How About We Write Something?

Ah, I remember my last blog post like it was yesterday.

But it wasn’t yesterday.

In fact, I really don’t remember my last blog post. Probably lamenting farming or pouring sickeningly sweet words on my wife.

It has been a while. Maybe too long.

Can I still do this? Do I still have readers?

Let’s find out.

Management is very different than…not-management. Let me tell you. Wow. The things I didn’t know. The things I wish I didn’t know.

“Sure, I’ll take that promotion. Thanks.”

Geez. What a n00b.

Farming isn’t quite what you read about in the magazines. It’s not all fluffy bunnies and fresh strawberries. There is a fair portion of blood and manure and sickness and vet bills and sweat, hard work and sometimes the only sleep that can be had is when you are traveling in a car. Hope you’re not driving.

Management is similar. Less blood. Same amount of manure. Replace the vet with a talent recruiter, cull out the non-performers and drink a lot of alcohol and you’ll have the idea.

I’ve been a little stressed.

Not sleeping well. Not coping well.

Mostly this is an adjustment period. I don’t think it’s bad. Just an adjustment period. I have been forced to grow and that growth has come hard.

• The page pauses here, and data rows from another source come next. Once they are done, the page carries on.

PR #770, opened 2022-11-17
fix(api): slugs and titles of pages to be nullable

Itrulia:
Not a breaking change as just private api

### DIFF
--- a/packages/api/__tests__/api/private/index.ts
+++ b/packages/api/__tests__/api/private/index.ts
@@ -1359,8 +1359,8 @@ export type PageRevision = {
   publishAt?: Maybe<Scalars['DateTime']>
   updatedAt?: Maybe<Scalars['DateTime']>
   publishedAt?: Maybe<Scalars['DateTime']>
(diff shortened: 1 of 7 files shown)


michael-scheurer (commented):
Not sure, if we really want to solve the problem, simply by making the slug voluntary? Just as an idea: How about the application shows a dialog to the user, before copying a page? In the dialog the user would have to fill in a title and slug (even better, if the slug is auto-generated out of the title, but still editable, cf. Wordpress).

Itrulia:
This is how article already works, currently we just set things to empty strings because they can't be null which is a hack IMO.

Empty strings are also being hit by unique keys while null is not.

michael-scheurer:
@Itrulia what do you think or how do you feel: time to resolve that hack somehow similar as I suggested? I probably would do it. One hack less ;)

penk85 (dismissed):

penk85 (approved):

tomaszdurka (approved):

Look, man, I know you think this is a blog about farming but it’s not. It’s just not. It’s a blog about a farm. And I’m the farmer’s husband. So I’m going to tell you how it is on the farm.

We start our day early, milk the cow, unleash the chickens, check feed and water, shower, shave, get dressed and roll on in to work. Then people throw stuff at me for several hours until I come home to move cows, check water, gather eggs, have dinner, close up birds and fall asleep on the couch. Somebody does the dishes. Somebody cooks. Somebody does laundry. Somebody mows the grass. I don’t know who. I just try to make sure the things we need are where we need them so the work can get done.

And it does.

And along the way I try to reinforce positive relationships with and between the people I depend on.

And that’s management.

I just hope Julie doesn’t quit. I don’t think I could take that right now. I love you Boo. You are my favorite person. I need you!

I’ll try to make this blog thing happen again. I treasure the people who make time to read my nonsense. Much of my writing is more asking than telling. More wondering. Me admitting that I have no idea.

I have no idea.

I enjoy when readers take the time to minister to me or help me to puzzle something out.

Thank you for your patience. I promise to post something tomorrow…even if it’s just kitten pictures.